YOUR GOAL
Below are some records. Repeat exactly the lines from the one containing "1. Fetched order" through the final line.

THE INPUT

PR #995, opened 2018-11-26
Woo: Differentiate system-generated order notes

aforcier:
Updates our use of the order notes API to take advantage of some V3 API additions:

1. Fetched order notes now have an `author` field, which will either be `system` or the name of a user. Using this field we can classify private notes as being system or non-system in the UI.
2. Uploaded order notes are marked `author = system` by default, but by passing `added_by_user = true` we can flag them as user-created (all app-created notes are now flagged this way by default)

Should be merged after #993.

### To test
Run the tests, and inspect the network requests made from the example app for note fetching and uploading. Fetched notes should have `isSystemNote` reflect the status of the note in `wp-admin`, and uploaded notes should always be marked as user-generated in `wp-admin`.


nbradbury:
Looks good! :shipit:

EXPECTED ANSWER
1. Fetched order notes now have an `author` field, which will either be `system` or the name of a user. Using this field we can classify private notes as being system or non-system in the UI.
2. Uploaded order notes are marked `author = system` by default, but by passing `added_by_user = true` we can flag them as user-created (all app-created notes are now flagged this way by default)

Should be merged after #993.

### To test
Run the tests, and inspect the network requests made from the example app for note fetching and uploading. Fetched notes should have `isSystemNote` reflect the status of the note in `wp-admin`, and uploaded notes should always be marked as user-generated in `wp-admin`.


nbradbury:
Looks good! :shipit:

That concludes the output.